On keywords, I’m “yes, and” — explicitly middle of the road.
Google says the query stream is now too long and complex to manually choose matching keywords. There’s truth there. But match types are a logic tool, and they still capture volume in the buckets that matter to your brand, with control and intentional testing. What’s actually happening is subtler and more interesting: keyword and audience are coming together for the first time. Until now we had V1 of that — slice your campaigns once, exclude an age band, run an RLSA list. There was never an effective way to express “this keyword, when searched by this user.” That’s a combinatorial problem, and the new campaign types are one attempt to solve it. So it’s not keyword-versus-AI. It’s both. You keep targeting everything you can account for and control, and you take on some exposure through PMax/AI Max to catch the complex queries you can’t enumerate. Yes, and.
There’s likely an early-mover advantage in AI Max — that’s the real reason to test it.
Google has made AI Max with text customization the gate to appearing in AI Mode. Set that aside from the hype and there’s a genuine liquidity argument: turn it on and you may show up for more queries, across greater query diversity, before your competitors are doing the same. That timing edge — not the “let AI run it” pitch — is why it’s worth structured testing now. Use the brand list as your control: it constrains both targeting and message, a targeting guideline and a brand guideline in one. And if you’re new to these campaign types, use negative keywords judiciously.
“The pace of change can feel overwhelming” — I don’t buy it.
That was Ginny Marvin’s line, and it isn’t helpful to me. I don’t feel overwhelmed or out of control. There are changes; there are announcements. But ask who that narrative actually serves. If it’s overwhelming, too fast, too much, then you don’t have it figured out — so you need Google to show you the way, you need their tools, you need to let go of the reins and let them drive.

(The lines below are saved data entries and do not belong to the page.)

PR #262, opened 2023-03-02
[BB-7157] Create new editor page for video upload

pkulkark:
## Description
This PR adds a new editor page for uploading videos in a course as per the [design doc](https://www.figma.com/file/cS42BX4OUsR8lOw6ppZHoz/Content-Libraries?node-id=3313%3A249596&t=XFyDHuxMZAZAiNZM-0).

## Supporting Information
This PR depends on the changes included in https://github.com/openedx/edx-platform/pull/31869 and https://github.com/openedx/frontend-app-course-authoring/pull/455.

OpenCraft Internal Jira task: [BB-7157](https://tasks.opencraft.com/browse/BB-7157)

## Screenshots
Screenshot from 2023-04-06 14-26-01

Screenshot from 2023-04-06 14-26-54

## Testing Information
1. Ensure your devstack contains the changes from 2 dependent PRs linked above.
2. See https://github.com/openedx/frontend-lib-content-components#how-to-set-up-development-workflow-of-v2-content-editors-in-studio-and-course-authoring-mfe for instructions on how to setup the video editor MFE.
3. Enable Video Uploads page by setting the feature flag `ENABLE_VIDEO_UPLOAD_PIPELINE` to true and setting VideoUploadsEnabledByDefault in the admin panel to enabled.
4. In Studio, select a course and choose `Video Uploads` from the dropdown options under `Content`.
5. You should see the new uploads page load as shown in the screenshot.
6. Drag and drop or click on Browse button to upload required files.
7. Check the console logs for any errors.


openedx-webhooks:
Thanks for the pull request, @pkulkark!  Please note that it may take us up to several weeks or months to complete a review and merge your PR.

Feel free to add as much of the following information to the ticket as you can:
- supporting documentation
- [Open edX discussion forum threads](https://discuss.openedx.org/)
- timeline information ("this must be merged by XX date", and why that is)
- partner information ("this is a course on edx.org")
- any other information that can help Product understand the context for the PR

All technical communication about the code itself will be done via the GitHub pull request interface. As a reminder, [our process documentation is here](http://edx-developer-guide.readthedocs.org/en/latest/process/overview.html).


This is currently a draft pull request. When it is ready for our review and all tests are green, click "Ready for Review", or remove "WIP" from the title, as appropriate.

package.json
```diff
@@ -68,6 +68,7 @@
     "codemirror": "^6.0.0",
     "fast-xml-parser": "^4.0.10",
     "lodash-es": "^4.17.21",
+    "react-dropzone": "^14.2.3",
```
Cup0fCoffee, line 71: @pkulkark IIRC, you need to commit `package-lock.json` as well.

src/editors/containers/VideoUploadEditor/index.jsx
```diff
@@ -0,0 +1,117 @@
...
+  },
+  browse: {
+    defaultMessage: 'Browse files',
+    id: 'VideoUploadEditor.browse',
+  },
+  info: {
+    id: 'VideoUploadEditor.uploadInfo',
+    defaultMessage: 'Upload .mp4 or .mov files (5 GB max)',
+  }
+});
```
Cup0fCoffee, line 26: @pkulkark I think this can be extracted into `messages.js` by convention with the other editors.

src/editors/containers/VideoUploadEditor/index.jsx
```diff
@@ -0,0 +1,117 @@
...
+
+  const handleDrop = (files) => {
+    const extToMime = {
+      mp4: 'video/mp4',
+      mov: 'video/quicktime',
+    };
+    const supportedFormats = Object.keys(extToMime);
+
+    function getFileExtension(filename) {
+      return filename.slice((filename.lastIndexOf('.') - 1 >>> 0) + 2);
```
Cup0fCoffee, line 86: I'm not entierly sure about the purpose of `>>> 0` here (I could only imagine that it would be used to force a string to be converted to an int, but I don't think it's needed here). And then we do `- 1` and `+ 2`, which results in `+1` which removes the dot before the extension. I think this could be simplified to:
```suggestion
      return filename.slice(filename.lastIndexOf('.') + 1);
```
Or optionally be replaced as:
```suggestion
      return filerename.split('.').pop();
```

src/editors/containers/VideoUploadEditor/index.scss
```diff
@@ -0,0 +1,64 @@
+.dropzone-wrapper {
```
Cup0fCoffee, line 1: @pkulkark IIRC, the convention is to use `paragon` and `Bootstrap` classes as much as possible (within reason) and try to reduce the SCSS.

Cup0fCoffee (changes requested):
@pkulkark Looking good! Some minor changes. I've tested this locally, but it would be nice to be able to test it with the proper video upload pipeline, so looking forward to a sandbox instance.

Also, can you please run `npm run lint` and address linting issues related to your changes.

src/editors/containers/VideoUploadEditor/index.jsx
pkulkark: @Cup0fCoffee This was required because when you drag-and-drop multiple files, the dropzone returns `Blob` objects instead of `File` objects. And so the filenames get some additional characters and doesn't have the `type` parameter.

Cup0fCoffee: @pkulkark I don't think I understand. I've tried replicating on the devstack by drag and droping multiple files and once as well as doing them one by one, but I'm not seeing anything weird. And even it was, to me it seems like `filename.slice((filename.lastIndexOf('.') - 1 >>> 0) + 2)` and `filename.slice(filename.lastIndexOf('.') + 1)` do the same thing, because (assuming `lastIndexOf` doesn't throw and error because `filename` is `undefined` or `null`), `lastIndexOf` can only return an integer greater or equal to `-1`. So it's `n - 1`, `... >>> 0` doesn't do anything because it's a int already, and then `n - 1 + 2` -> `n + 1`.

package.json
pkulkark: @Cup0fCoffee You're right. I committed it now.

src/editors/containers/VideoUploadEditor/index.jsx
pkulkark: Done.

src/editors/containers/VideoUploadEditor/index.jsx
pkulkark: @Cup0fCoffee Sorry I got confused with another approach I had used before this. The purpose of `>>>0` was just to ensure that the value passed to slice() is never negative. I've updated it to use `Math.abs` to avoid any confusion (and also fix the lint issue about using bitwise operators).

pkulkark:
As discussed in the jira ticket ([BB-7157](https://tasks.opencraft.com/browse/BB-7157?focusedCommentId=266176&page=com.atlassian.jira.plugin.system.issuetabpanels%3Acomment-tabpanel#comment-266176)), putting the findings here:

I tried replacing my component with [edx/paragon](https://github.com/openedx/paragon)'s Dropzone component but it turns out edx/paragon's implementation is quite buggy. It doesn't allow multiple file uploads, doesn't apply the className property correctly so it's not possible to style it and the file selector (when you click on the component) doesn't work. Furthermore, it is actually implementing it in pretty much the same way that my component is (i.e. using react-dropzone). So we have two ways to go with this:
1. Drop edx/paragon's component and continue with the initial implementation (what you see in the PR). The only thing would be that we won't have proper snapshot tests for it (I suspect it would be the same for paragon but I haven't tested it yet).
2. Focus on fixing the issues with edx/paragon's implementation and then use that.

src/editors/containers/VideoUploadEditor/hooks.js
```diff
@@ -0,0 +1,42 @@
...
+    data.files.push({
+      file_name: file.name,
+      content_type: file.type,
+    });
+  });
+  dispatch(requests.uploadVideo({
+    data,
+    onSuccess: (response) => {
+      const { files } = response.json();
+      Object.values(files).forEach((fileObj) => {
```
giovannicimolin, line 15: @pkulkark This will be used when a user wants to add a single video to a course, so it shouldn't allow multiple file uploads.

For context, the user flow will be:
1. From studio, a user wants to add a video to a course.
2. User directly clicks on the video block in a unit, and is taken to a gallery page to browse available videos (being worked on a separate task).
3. Uses decides to upload a new video from that gallery, click the upload button and is taken to the page you are implementing here.
4. He either uploads a **single video** or adds a youtube URL.
5. Once the upload is complete, the user is taken to the video edit page with the information pre-filled there.

For your task, the only relevant item is (4) - building the upload page.

giovannicimolin:
@pkulkark After [this discussion](https://openedx.slack.com/archives/C04PPHQK1UM/p1680623433934969) on Slack, we decided to use the approach 1: keep using our component here to unblock follow-up tasks.

At the end of the project, we'll add an extra "upstreaming to paragon" task to move to paragon's component and fix its bugs.

pkulkark:
Thanks for the update and context @giovannicimolin. That makes sense.

> It doesn't allow multiple file uploads

I meant to say this was one of the issues with the edx/paragon's implementation of the Dropzone component, but not relevant to our use case here. The underlying react-dropzone allows it with a flag. So ideally edx/paragon's component should also have the option.

src/editors/containers/VideoUploadEditor/hooks.js
pkulkark: Ack. Will remove the flag and update the logic.

Cup0fCoffee: @pkulkark Do you think this function should be simplified to handle only one file upload?

src/editors/containers/VideoUploadEditor/hooks.js
```diff
@@ -0,0 +1,42 @@
...
+        const fileName = fileObj.file_name;
+        const uploadUrl = fileObj.upload_url;
```
Cup0fCoffee, line 17: FYI, you can do this, but I don't know which one is better:
```suggestion
        const { file_name: fileName, upload_url: uploadUrl } = fileObj;
```

src/editors/containers/VideoUploadEditor/hooks.test.js
```diff
@@ -0,0 +1,68 @@
...
+  it('should dispatch uploadVideo action with correct data and onSuccess callback', () => {
+    const data = {
+      files: [
+        { file_name: 'file1.mp4', content_type: 'video/mp4' },
+        { file_name: 'file2.mov', content_type: 'video/quicktime' },
+      ],
+    };
+    const onSuccess = jest.fn();
+    hooks.uploadVideo({ dispatch, supportedFiles });
+    expect(dispatch).toHaveBeenCalledWith(requests.uploadVideo({ data, onSuccess }));
```
Cup0fCoffee, line 26: I have doubts this works as intended.

src/editors/supportedEditors.js
```diff
@@ -1,6 +1,7 @@
 import TextEditor from './containers/TextEditor';
 import VideoEditor from './containers/VideoEditor';
 import ProblemEditor from './containers/ProblemEditor';
+import VideoUploadEditor from './containers/VideoUploadEditor';
```
Cup0fCoffee, line 4: nit: I don't know what qualifies as "ADDED_EDITORS", but since in the `supportedEditors` object the new editor was added below the comment, to be consistent, the corresponding import should be below the comment on line 6 as well.

Cup0fCoffee (changes requested):
@pkulkark A few comments from the initial review. I have some suggestions in regards to tests which I will post separately.

src/editors/containers/VideoUploadEditor/hooks.js
pkulkark: @Cup0fCoffee The response here is from the edx-platform API, which returns a list of files, as the API supports multiple file uploads. See https://github.com/openedx/edx-platform/blob/master/cms/djangoapps/contentstore/views/videos.py#L724-L742. Although in this case, it would return a list containing a single file, I left it as is in the interest of time (also didn't think it would affect computationally - let me know if I'm wrong about that).

Cup0fCoffee: I haven't realized that. Thank you for clarifying. In that case I think it's ok.

src/editors/containers/VideoUploadEditor/hooks.test.js
Cup0fCoffee: @pkulkark As far as I know, `requests.uploadVideo({ data, onSuccess })` is going to return `undefined`, since it's mocked, so it doesn't really test anything. I noticed that this pattern is used all over this code base, and imho it's a bad pattern and should be avoided.

src/editors/containers/VideoUploadEditor/index.scss
pkulkark: @Cup0fCoffee Done. I moved most of it out of the SCSS file. Only kept a few custom styling.

src/editors/containers/VideoUploadEditor/hooks.test.js
pkulkark: @Cup0fCoffee Wouldn't the test fail in that case? I wanted to mock the studio API call. I admin my js testing skills is not very good. How would you suggest this be changed?

src/editors/supportedEditors.js
pkulkark: Ack. Moved it.

src/editors/containers/VideoUploadEditor/hooks.test.js
Cup0fCoffee: @pkulkark You can test it by replacing the `requests.uploadVideo({ data, onSuccess })` with `undefined` and running the tests - they will pass, because the mock doesn't have an implementation.

src/editors/containers/VideoUploadEditor/index.test.jsx
```diff
@@ -0,0 +1,113 @@
...
+  it('renders without errors', () => {
+    const { container } = renderEditorComponent();
+    expect(container).toMatchSnapshot();
+  });
+
+  it('renders the input field for pasting the video ID or URL', () => {
+    const { getByPlaceholderText } = renderEditorComponent();
+    const input = getByPlaceholderText('Paste your video ID or URL');
+    expect(input).toBeInTheDocument();
+  });
```
Cup0fCoffee, line 50: @pkulkark I think this test is redundant.

src/editors/containers/VideoUploadEditor/index.test.jsx
```diff
@@ -0,0 +1,113 @@
...
+  it('shows error message with unsupported files', async () => {
+    const { getByTestId, findByText } = renderEditorComponent();
+    const fileInput = getByTestId('fileInput');
+
+    const unsupportedFile = new File(['(⌐□_□)'], 'unsupported.avi', { type: 'video/avi' });
+    fireEvent.change(fileInput, { target: { files: [unsupportedFile] } });
+
+    const errorMsg = await findByText('Video must be an MP4 or MOV file');
+    expect(errorMsg).toBeInTheDocument();
+  });
```
Cup0fCoffee, line 69: @pkulkark Can you add a similar test, but with a supported file?

src/editors/containers/VideoUploadEditor/index.test.jsx
```diff
@@ -0,0 +1,113 @@
...
+
+  it('handles unsupported video file formats', () => {
+    const { getByTestId } = renderUploaderComponent();
+    const fileInput = getByTestId('fileInput');
+    const unsupportedFile = new File(['(⌐□_□)'], 'unsupported.avi', { type: 'video/avi' });
+
+    fireEvent.change(fileInput, { target: { files: [unsupportedFile] } });
+    expect(mockOnUpload).not.toHaveBeenCalled();
+  });
```
Cup0fCoffee, line 95: @pkulkark Does that actually call the `onDrop` call back? I don't see the logic in the `VideoUploader` which would filter the files by type. I think it passes them to the `onUpload` callback, which does the filtering. The fact that this test is passing means that `.change` doesn't trigger the `onDrop`.

src/editors/containers/VideoUploadEditor/index.test.jsx
```diff
@@ -0,0 +1,113 @@
...
+      fireEvent.drop(dropzone, {
+        dataTransfer: {
+          files: [file],
+          types: ['Files'],
+        },
+      });
+    });
+
+    expect(mockOnUpload).toHaveBeenCalledWith(file);
+  });
```
Cup0fCoffee, line 112: @pkulkark  Can we also check if the selected file displayed in the UI?

src/editors/containers/VideoUploadEditor/index.jsx
```diff
@@ -0,0 +1,129 @@
...
+  const [textInputValue, setTextInputValue] = useState('');
+
+  const { getRootProps, getInputProps, isDragActive } = useDropzone({
+    accept: 'video/*',
+    multiple: false,
+    onDrop: (acceptedFiles) => {
+      if (acceptedFiles.length > 0) {
+        const uploadfile = acceptedFiles[0];
+        setUploadedFile(uploadfile);
+        onUpload(uploadfile);
```
Cup0fCoffee, line 23: @pkulkark Can this create a scenario when the file is set, but hasn't been uploaded? I guess it's ok if the parent component displays the error, and the user can remove the selected file and choose a different one. Just pointing it out, in case it's not an intended behavior.

Cup0fCoffee (approved):
:+1: Have a couple of comments/question in regards to the tests and some logic, but ok otherwise.

- [x] I tested this
- [x] I read through the code
- [ ] I checked for accessibility issues
- [ ] Includes documentation
- [ ] I made sure any change in configuration variables is reflected in the corresponding client's `configuration-secure` repository.

src/editors/containers/VideoUploadEditor/index.test.jsx
pkulkark: Ack. Will remove it.

src/editors/containers/VideoUploadEditor/index.test.jsx
pkulkark: Sure, will add it.

src/editors/containers/VideoUploadEditor/index.test.jsx
pkulkark: You're right. It doesn't. It can't really find the element because react-dropzone hides it. I'll remove it since we are covering it in `VideoUploadEditor` above.

src/editors/containers/VideoUploadEditor/index.test.jsx
pkulkark: I removed displaying part because it was not in the designs. I think they'll be handled in a separate work flow.

src/editors/containers/VideoUploadEditor/index.jsx
pkulkark: This will be needed when we implement the displaying part. I think it requires a thumbnail of the video to be shown which should be handled in a later task.

src/editors/containers/VideoUploadEditor/index.test.jsx
pkulkark: Done.

src/editors/containers/VideoUploadEditor/index.test.jsx
pkulkark: Done.

src/editors/containers/VideoUploadEditor/index.test.jsx
pkulkark: Done.

kenclary (approved):
looks good

openedx-webhooks:
@pkulkark 🎉 Your pull request was merged!  Please take a moment  to [answer a two question survey](https://docs.google.com/forms/d/e/1FAIpQLSceJOyGJ6JOzfy6lyR3T7EW_71OWUnNQXp68Fymsk3MkNoSDg/viewform?usp=pp_url&entry.1671973413=openedx/frontend-lib-content-components&entry.867055334=https://github.com/openedx/frontend-lib-content-components/pull/262&entry.1484655318=https://github.com/pkulkark&entry.752974735=2023-03-02+20:50&entry.1917517419=2023-04-26+17:41&entry.2133058324=Yes) so we can improve your experience in the future.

Convenient. I’m not taking the bait.
The behavior shift is real, but ironically Google-made.
More searches than ever, in more complex ways than ever — true, and an outcome of what Google did. They changed the search bar on Android and Google.com, embedded Gemini as the default across surfaces, and wired the flow from a traditional search into AI Mode and AI Overviews. I see it on my own Pixel. Without those product changes, the adoption and the behavior change wouldn’t be there. It’s chicken-and-egg. Plan for the reality, but don’t mistake it for a neutral market signal pulling Google along.
What To Do Now
Audit your measurement and data first.
Treat your product feed as a strategic asset.
Test AI Max and the new formats deliberately — with real causality.
Use Asset Studio to remove the production bottleneck — then keep thinking.